Issue #16640, opened 2025-02-06
[5.x]: Matrix Blocks are not saved to new languages of an entry


kamejosh:
### Description

I maintain a website based on craft which relies heavily on nested Matrix Blocks (it's Craft 5 latest). And has multiple Languages/Sites. This works fine when I create a new Entry, I add a new Block and this block is now available on all different sites. 
But when I add a new Language/Site and I also want to have all entries available for this site this does no longer work.
First I go in to all sections and make the new site available there, next I go to an entry and add the entry for the new site.

Now when I save the Entry is available for the new Site but it doesn't have all the block elements. This would be manageable if not for another issue: 
When I now create the block elements on the new Site of the Entry, the same blocks are also created in all other languages, which is not what I want, I want all languages/sites to follow the same structure, like when I setup a new entry.

The only workaround once this has happened, is to deleted every block and recreate everything. Which is not great.

There is another way to prevent this from happening but it's not very intuitive, once I add the new site and before I hit save for the first time, I need to mark every block element as changed (go into the deepest block and add a space or flip a switch) when now everything is marked as changed (blue border on the left) the new site also gets all the content elements. But this is not the way I think this is supposed to be done.

my sections have "Let each entry choose which sites it should be saved to"

![Image](https://github.com/user-attachments/assets/1d23979b-c15b-4518-90dd-f3dacd79773b)

my matrix blocks have "Save entries to all sites the owner element is saved in"

![Image](https://github.com/user-attachments/assets/f0f65c62-2ae2-4125-9d78-8636fa71daba)

my elements have "Translate for each site" where applicable

![Image](https://github.com/user-attachments/assets/5ccab203-eb60-42a4-a5e1-331c045db128)

### Steps to reproduce

1. Have a multi language site

![Image](https://github.com/user-attachments/assets/f0dc138d-51ff-4497-a1ac-f1fa1d69546d)

2. create an entry with nested matrix blocks in a single language
3. add a second language to the entry
4. save the entry

### Expected behavior

The nested matrix blocks are saved to the new language

### Actual behavior

The nested matrix blocks are sometime saved to the new language

new language entry: 

![Image](https://github.com/user-attachments/assets/e39c825e-6d88-4e55-9644-ed38a803d61e)

existing language entry: 

![Image](https://github.com/user-attachments/assets/24ed8c8a-0471-4775-84a6-c867f850bf86)

### Craft CMS version

Craft Pro 5.5.6.1

### PHP version

 8.3.16

[...]

PR #16649, opened 2025-02-07
Bugfix/16640 drafts and propagation

i-just:
### Description
1. Don’t set the initial delta value for the Link field with an empty value, as that will cause the field to get marked as modified even if it wasn’t (e.g. if you change the value of a different field)
2. If you edit an entry nested in a matrix field and then propagate the parent element to another site, only the edited nested entry was propagated to the new site (in the blocks and cards view modes).

**Steps to reproduce:**
on a clean installation:
- set up at least 2 sites (`siteA`, `siteB`)
- create a Plain Text field (`plainText`)
- create a `myEntryType` entry type; it should have the default title field and the `plainText`
- create `contentBuilder` Matrix field, entry type: `myEntryType`; view mode: inline-editable blocks; propagation: all
- create a section (e.g. `blog`) with an entry type (e.g. `article`) containing the default title field and the `contentBuilder` field; enable that section for both sites; propagation method: let each entry choose
- create an entry in the `blog` section for `siteA`; add two `myEntryType` “blocks”, populate the title and plain text for both; fully save the entry;
- edit the entry again, edit `plainText` for one of the “blocks”, then, under “status”, enable it for `siteB` and fully save
- go to `siteB` and observe that only the edited “block” was propagated

Note: this was also happening if you turned off autosaving drafts

The issue was further exacerbated by an empty Link field as those were getting marked as modified even if they were not.

It’s also reproducible with a matrix field in cards view mode.

### Related issues
#16640


brandonkelly:
Nice job!

I was curious why this wasn’t a bug in Craft 4.

Turns out it was, just harder to reproduce: with the same setup, you have to modify a Matrix block’s nested field *and* add a new site before the draft gets autosaved. The easiest way to reproduce is using JavaScript. With the Status field expanded to show the site select input, and a Matrix block’s nested Plain Text field selected in the DOM inspector, you can run the following JS code:

```js
$($0).val('edit');
$('[aria-labelledby="add-site-label"]').val('2').trigger('change');
```

And then the same buggy code path will occur, and only the modified Matrix block will get propagated to the new site.

So I cherry-picked the Matrix fix into 4.x (3c692b45f4384cbb43764233d6d24bf4bcfb708a).

Then I looked into why the Matrix field’s delta data was getting submitted on both autosave requests in Craft 5, but only the first autosave request in Craft 4 (when editing the entry at a normal human speed).

That turned out to be due to a0e98b3c56c4ea3e1232b1f2ac49dddb8a186ca5: when we’re passing `this.$container.data('modified-delta-names')` to `Craft.findModifiedDeltaNames()`, the array is passed by reference so  Matrix sub-field’s delta name ends up getting appended to `this.$container.data('modified-delta-names')` and then gets tacked on to each subsequent save request. So the modified delta names get added onto each time you edit a new field, rather than each autosave only posting the fields that have changed since the last autosave, like it’s supposed to work.

That core bug sortof exists in Craft 4 as well, although it’s inconsequential there. So I fixed on 4.x as well (fbe700fd3e7c5c56eec115e0bee3bf6f1eb0a5a0).

That leaves just the Link field bug. I’m not sure why we were calling `setInitialDeltaValue()` for that field, and not seeing any negative side effects from removing it, so went ahead and merged that change too.

PR #16650, opened 2025-02-07
Remove fallback rand() with try catch on StringHelper

samsonasik:
### Description

Since requirement is php 8.2, fallback rand() seems not needed. see https://3v4l.org/siVcW


samsonasik:
Ready for merge 👍

brandonkelly:
Not clear why that was added in the first place in 1480c5fa952d02dd05a758ac5814651179b6ef54.

PR #16656, opened 2025-02-07
Import map improvements

brianjhanson:
Our [initial implementation](https://github.com/craftcms/cms/pull/16414) doesn't work so well with slideouts attempting to us the feature. In that scenario, when the slideout is loaded, it's corresponding `importmap` will be returned as a part of `headHtml` and injected into the page. Unfortunately, that map won't be parsed and any imports referencing it will fail.

Instead, we need something a bit more global. This PR is a first draft at that. We now have a `View::getImportMap()` method that will collect all imports registered via a `View::EVENT_REGISTER_JS_IMPORT_MAP` event and return the array.

## Open questions
- Can we make this process any nicer?
- Should this method be on the `View` or would `AssetManager` be more appropriate?
- Should we include a twig function for outputting the import map?

### DIFF
--- a/src/events/RegisterJsImportEvent.php
+++ b/src/events/RegisterJsImportEvent.php
@@ -1,0 +1,13 @@
+<?php
+
+namespace craft\events;
+
+use craft\base\Event;
+
+class RegisterJsImportEvent extends Event
+{
+    /**
+     * @var array import entries to be added to the import map.
+     */
+    public array $imports = [];
+}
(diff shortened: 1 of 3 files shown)


brianjhanson:
Turns out we don't need this, plugin authors will just need to call `registerJsImport` early in the request (like `registerTwigExtension`). 

```php
if (Craft::$app->getRequest()->getIsCpRequest()) {
    $assetManager = Craft::$app->getAssetManager();
    $bundle = $assetManager->getBundle(MyAssetBundle::class);

    $view->registerJsImport('@namespace/package', $assetManager->getAssetUrl($bundle, 'index.js'));
}
```

PR #16676, opened 2025-02-11
[4.x][5.x] Fixed condition rules losing their condition when being created

nfourtythree:
### Description
Tracking through the creation of a condition rule. The condition is set in the config when [creating a rule on a condition](https://github.com/craftcms/cms/blob/5.x/src/base/conditions/BaseCondition.php#L110) (mostly applicable in `5.x`) however the condition [can be lost when creating the new config for the rule](https://github.com/craftcms/cms/blob/4.x/src/services/Conditions.php#L90-L115).

This means when the new rule class is created it does not have the condition available.

This PR is applicable for both `4.x` and `5.x`.

### Related issues
craftcms/commerce#3890


brandonkelly:
@nfourtythree Thanks! Craft 4.14.5 and 5.6.6 are out with this fix.

PR #16680, opened 2025-02-11
Enable Rector php7.1 set

samsonasik:
### Description

Applied rule: `ListToArrayDestructRector` from php 7.1 set to change `list()` to array destruct


samsonasik:
Ready to merge 👍

brandonkelly:
Thanks!

PR #16685, opened 2025-02-11
Enable Rector php7.2 set

samsonasik:
### Description

Applied rule: `GetClassOnNullRector` from php 7.2 set to change get_class() with null argument to use self::class.

### DIFF
--- a/rector.php
+++ b/rector.php
@@ -19,4 +19,4 @@ return RectorConfig::configure()
         // autoload may need to be bootstrapped to early load some child classes
         RemoveExtraParametersRector::class,
     ])
-    ->withPhpSets(php71: true);
+    ->withPhpSets(php72: true);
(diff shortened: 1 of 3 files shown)


samsonasik:
Ready to merge 👍

brandonkelly:
Neither of those changes make sense; we’d never want to fall back on `self::class` in those cases. And the values will never be `null` in those cases to begin with.

samsonasik:
in that case, docblock `@var` seems needed to enforce type check, or use assert(), I will update

samsonasik:
I updated to use `@var` to verify that it never null https://github.com/craftcms/cms/pull/16685/commits/2ec37c5f15b9336d742ea1d47dcdbaad6cddc95f

samsonasik:
Ready to merge 👍

brandonkelly:
Thanks!

PR #16687, opened 2025-02-12
Enable Rector php7.3 set

samsonasik:
### Description

- [x] Ensure array docblock correctly set on usage on string functions when it always string data
- [x] replace is_array() and instanceof Countable to `is_countable()` as function already exists.
- [x] Ensure cast to string for mixed typed needle on strpos


samsonasik:
Ready to merge 👍

PR #16704, opened 2025-02-14
Enable Rector php 7.4 set

samsonasik:
### Description

enable php 7.4 set, applied changes:

- change closure to arrow function
- add default null on nullable properties
- Use null coalescing operator ??=


samsonasik:
Ready to merge 👍

PR #16711, opened 2025-02-16
Enable Rector php 8.0 set

samsonasik:
### Description

Applied changes:

- use str_contains/str_starts_with/str_ends_with
- use static::class over get_class($this)
- remove unused variable cactch on try catch
- use $object::class over get_class($object)
- apply constructor promotion
- make implements \Stringable with __toString() method class.

### DIFF
--- a/src/auth/sso/BaseExternalProvider.php
+++ b/src/auth/sso/BaseExternalProvider.php
@@ -334,7 +334,6 @@ abstract class BaseExternalProvider extends BaseProvider
     /**
      * Normalize a callback
      *
-     * @param mixed $callback
      * @param string|null $defaultClass
      * @return callable|null
      * @throws \yii\base\InvalidConfigException
--- a/src/auth/sso/BaseExternalProvider.php
+++ b/src/auth/sso/BaseExternalProvider.php
@@ -334,6 +334,7 @@ abstract class BaseExternalProvider extends BaseProvider
     /**
      * Normalize a callback
      *
+     * @param mixed $callback
      * @param string|null $defaultClass
      * @return callable|null
      * @throws \yii\base\InvalidConfigException
--- a/src/base/Field.php
+++ b/src/base/Field.php
@@ -43,7 +43,7 @@ use yii\db\Schema;
  * @author Pixel & Tonic, Inc. <support@pixelandtonic.com>
  * @since 3.0.0
  */
-abstract class Field extends SavableComponent implements FieldInterface, Iconic, Actionable
+abstract class Field extends SavableComponent implements FieldInterface, Iconic, Actionable, \Stringable
 {
     use FieldTrait;
 
--- a/src/base/Field.php
+++ b/src/base/Field.php
@@ -30,6 +30,7 @@ use craft\validators\UniqueValidator;
 use DateTime;
 use Exception;
 use GraphQL\Type\Definition\Type;
+use Stringable;
 use yii\base\Arrayable;
 use yii\base\ErrorHandler;
 use yii\base\InvalidArgumentException;
@@ -43,7 +44,7 @@ use yii\db\Schema;
  * @author Pixel & Tonic, Inc. <support@pixelandtonic.com>
  * @since 3.0.0
  */
-abstract class Field extends SavableComponent implements FieldInterface, Iconic, Actionable, \Stringable
+abstract class Field extends SavableComponent implements FieldInterface, Iconic, Actionable, Stringable
 {
     use FieldTrait;
 
--- a/src/base/MemoizableArray.php
+++ b/src/base/MemoizableArray.php
@@ -173,6 +173,7 @@ class MemoizableArray implements IteratorAggregate, Countable
      *
      * @param string $method
      * @param string $key
+     * @param mixed $value
      * @param bool $strict
      * @return string
      */
--- a/src/base/MemoizableArray.php
+++ b/src/base/MemoizableArray.php
@@ -35,11 +35,6 @@ use IteratorAggregate;
 class MemoizableArray implements IteratorAggregate, Countable
 {
     /**
-     * @var array Array elements
-     */
-    private array $_elements;
-
-    /**
      * @var callable|null Normalizer method
      */
     private $_normalizer;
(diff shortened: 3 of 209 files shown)


samsonasik:
Ready to merge 👍

src/auth/sso/BaseExternalProvider.php
```diff
@@ -334,7 +334,6 @@ protected function populateUser(User $user, array $data): User
     /**
      * Normalize a callback
      *
-     * @param mixed $callback
```
brandonkelly: This seems wrong? (And other changes like it)

samsonasik: it already typed mixed, so `@param` is useless, except it has description

samsonasik: @brandonkelly do you want me to skip these change? If yes, I can skip from config, eg: skip `MixedTypeRector`

brandonkelly: If it’s only removing `mixed` param docs, then yes. If we’re going to remove `@param` docs that don’t add any value over what’s in the code, we should be doing it for all types, not just `mixed`.

samsonasik: @brandonkelly ok, I rolled back mixed type change https://github.com/craftcms/cms/pull/16711/commits/4f79c7a0f5efe7f68ab4fe8803eb11e7d7365f88 👍

samsonasik:
@brandonkelly  Ready to merge 👍

src/base/MemoizableArray.php
```diff
@@ -57,13 +52,12 @@ class MemoizableArray implements IteratorAggregate, Countable
     /**
      * Constructor
      *
-     * @param array $elements The items to be memoized
+     * @param array $_elements The items to be memoized
```
brandonkelly: This is a breaking change. Someone might be specifying the argument by name.

```php
new MemoizableArray(elements: [
    // ...
]);
```

samsonasik: @brandonkelly sure, I updated to skip when property vs param name are different on next commits

https://github.com/craftcms/cms/pull/16711/commits/de6fed397636a70821b072a994c20b7c8a25b6a6

and

https://github.com/craftcms/cms/pull/16711/commits/cadbf1b315548bd9f97b34c8a4acf91282d00a95

 👍

samsonasik:
@brandonkelly Ready to merge 👍

src/base/Field.php
```diff
@@ -43,7 +43,7 @@
  * @author Pixel & Tonic, Inc. <support@pixelandtonic.com>
  * @since 3.0.0
  */
-abstract class Field extends SavableComponent implements FieldInterface, Iconic, Actionable
+abstract class Field extends SavableComponent implements FieldInterface, Iconic, Actionable, \Stringable
```
brandonkelly: What is the point of adding this? Just to be explicit? Seems unnecessary. At the very least, it should be imported so we don’t get that ugly `\`.

samsonasik: so it can exactly enforce string return on `__toString()`, see this change for example https://github.com/craftcms/cms/pull/16711/files#diff-5072cd57908a25217bfd7147397671cf40c6cf5c81d522e2061ca27a8ed49d67

sure, i can import that on next commit :)

samsonasik: @brandonkelly I imported Stringable to use statement https://github.com/craftcms/cms/pull/16711/commits/0ef22bea0d202a8ee6ec97d63443155669314c24 👍

samsonasik:
@brandonkelly Ready to merge 👍

src/base/NestedElementTrait.php
```diff
@@ -371,16 +371,11 @@ public function addInvalidNestedElementIds(array $ids): void
...
-                $this->setPrimaryOwner(reset($elements) ?: null);
-                break;
-            default:
-                parent::setEagerLoadedElements($handle, $elements, $plan);
-        }
+        match ($plan->handle) {
+            'owner' => $this->setOwner(reset($elements) ?: null),
+            'primaryOwner' => $this->setPrimaryOwner(reset($elements) ?: null),
+            default => parent::setEagerLoadedElements($handle, $elements, $plan),
+        };
```
brandonkelly: I’m surprised this is even allowed, since `match()` will return the matching result, but `setOwner()`, `setPrimaryOwner()`, and `setEagerLoadedElements()` each have a `void` return type. (So you couldn’t do `$foo = $this->setOwner(…)` without getting a PHP error, for example.)

Even if it is allowed, I don’t think we should be using `match()` anywhere where the return value isn’t used.

samsonasik: that's allowed, but sure, I skipped only void usage 👍 https://github.com/craftcms/cms/pull/16711/commits/045613fef983f51c1158cb0dbd232c6fd93bc8d5

samsonasik:
@brandonkelly Ready to merge 👍

src/cache/ElementQueryTagDependency.php
```diff
@@ -18,20 +18,14 @@
...
-    public ?ElementQuery $elementQuery = null;
-
     /**
      * Constructor
      *
      * @param ElementQuery $elementQuery
      * @param array $config
      */
-    public function __construct(ElementQuery $elementQuery, array $config = [])
+    public function __construct(public ?ElementQuery $elementQuery, array $config = [])
```
brandonkelly: This changes the signature. `null` was previously not allowed to be passed to `$elementQuery`.

samsonasik: The promotion property is  based on property type, so you choose: to have nullable or non-nullable property?

brandonkelly: We should not be making any type changes as part of this PR, either to properties or method arguments.

samsonasik: sure, skipped property promotion for this file https://github.com/craftcms/cms/pull/16711/commits/2ce4511b49c8611ddbac10ea6180bdafedbbca9e 👍

samsonasik:
@brandonkelly Ready to merge 👍

samsonasik:
I am closing for now as it has too many conflict right now, and I don't have time to do it for now.

PR #16724, opened 2025-02-19
fix Getting unknown property: craft\console\Request::actionSegments from queue jobs

jodeba:
## Description
actionSegments are only available when Craft::$app->getRequest()->isSiteRequest

So this fixes an error that occurs when:
- code is executed in a queue job
- a draft Entry was created from the drafts service
- serialized array is passed as a value to the matrix field
- you want to save the element (draft)

For example from this line:
https://github.com/digitalpulsebe/craft-multi-translator/blob/faa15ae8cff04d0bef92e07d0194c233ea0096d6/src/services/TranslateService.php#L81

## Related issues
https://github.com/digitalpulsebe/craft-multi-translator/issues/40

### DIFF
--- a/src/fields/Matrix.php
+++ b/src/fields/Matrix.php
@@ -1541,7 +1541,7 @@ JS;
                     $entry->getPrimaryOwnerId() === $element->getCanonicalId() &&
                     // this is so that extra drafts don't get created for matrix in matrix scenario
                     // where both are set to inline-editable blocks view mode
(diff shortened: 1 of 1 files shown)


brandonkelly:
Thank you!

brandonkelly:
Craft 5.6.8 is out with this fix. Thanks again.

jodeba:
Thank you for the quick response!

Issue #17290, opened 2025-05-20
[5.x]: Filtering entries by same field with different handle does not discriminate


leonardigabriele:
### Description

In Craft 5 it is possible to use, in the same entry type, the same field definition multiple times changing Label and Handle. This is very handy not having to create a number of fields which have the same shape just to use it more than once in the entry.
I have an entry type with 3 fields of type "Assets" and original handle "file", with different final handles, let's say "file1", "file2", file3" for the sake of simplicity. 
What happens is that if I filter the entry type by "file1" > "is empty" only the entries where ALL 3 FIELDS ARE EMPTY get returned. The fields get treated as they are one in the context of the filters.
I think this is quite a severe bug which should be fixed as soon as possible, at the moment we are unable to provide the client layouts with the correct data because the bug extends to queries too.

### Steps to reproduce

1. Create "Assets" field
2. Create Entry type with the field used multiple times with changed handle. es. "file1", "file2", "file3"
3. Create some entries with some of the fields populated
4. Filter entries in the CMS UI or doing queries targeting when one of the fields "is empty"

### Expected behavior

I should get the entries where that specific field is empty.

### Actual behavior

I only get entries where ALL FIELDS with the same original field definition are empty.

I tested this with "Assets" type fields but I don't know if the bug extends to other field types, worth a check.

### Craft CMS version

5.7.5

### Installed plugins and versions

-

brandonkelly:
Thanks for reporting that! I was able to fix, however the fix requires that any elements which have multi-instance relation fields created before Craft 5.3.0 be resaved. So I made the fix for Craft 5.8.0, with a note about that (#17295).

PR #17295, opened 2025-05-20
Better condition support for multi-instance relation fields

brandonkelly:
### Description

Improves condition rules for multi-instance relation fields, so they factor in the individual instance data, rather than the global field as a whole.

> [!NOTE]
> Any elements that have multi-instance relation fields, which haven’t been saved since Craft < 5.3.0, will not be matched accurately by relation conditions. To ensure all relation field data is stored in the updated format required by relation conditions going forward, run the following command, setting `--with-fields` to a comma-delimited list of your relation field handles:
>
> ```sh
> php craft resave/all --with-fields=foo,bar,baz
> ```

### Related issues

- #17290

### DIFF
--- a/CHANGELOG-WIP.md
+++ b/CHANGELOG-WIP.md
@@ -3,6 +3,9 @@
 > [!NOTE]
 > Elements with Link fields created before Craft 5.5.0 should be resaved to take advantage of the new “is of type” condition rule operator. ([#17277](https://github.com/craftcms/cms/pull/17277))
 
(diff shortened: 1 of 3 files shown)


peteeveleigh:
@brandonkelly could you clarify what "Multi instance relations fields" means? Would that be an Entries field type that allows more than one related Entry?

brandonkelly:
@peteeveleigh As in, relation fields that have been added to the same field layout multiple times.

·····

* [WORK INSTRUCTIONS]
Up to and including the line with "Now when I save", transcribe the entries above exactly, starting from their first line.

* [RESULT FOR THIS TASK]
Issue #16640, opened 2025-02-06
[5.x]: Matrix Blocks are not saved to new languages of an entry


kamejosh:
### Description

I maintain a website based on craft which relies heavily on nested Matrix Blocks (it's Craft 5 latest). And has multiple Languages/Sites. This works fine when I create a new Entry, I add a new Block and this block is now available on all different sites. 
But when I add a new Language/Site and I also want to have all entries available for this site this does no longer work.
First I go in to all sections and make the new site available there, next I go to an entry and add the entry for the new site.

Now when I save the Entry is available for the new Site but it doesn't have all the block elements. This would be manageable if not for another issue: 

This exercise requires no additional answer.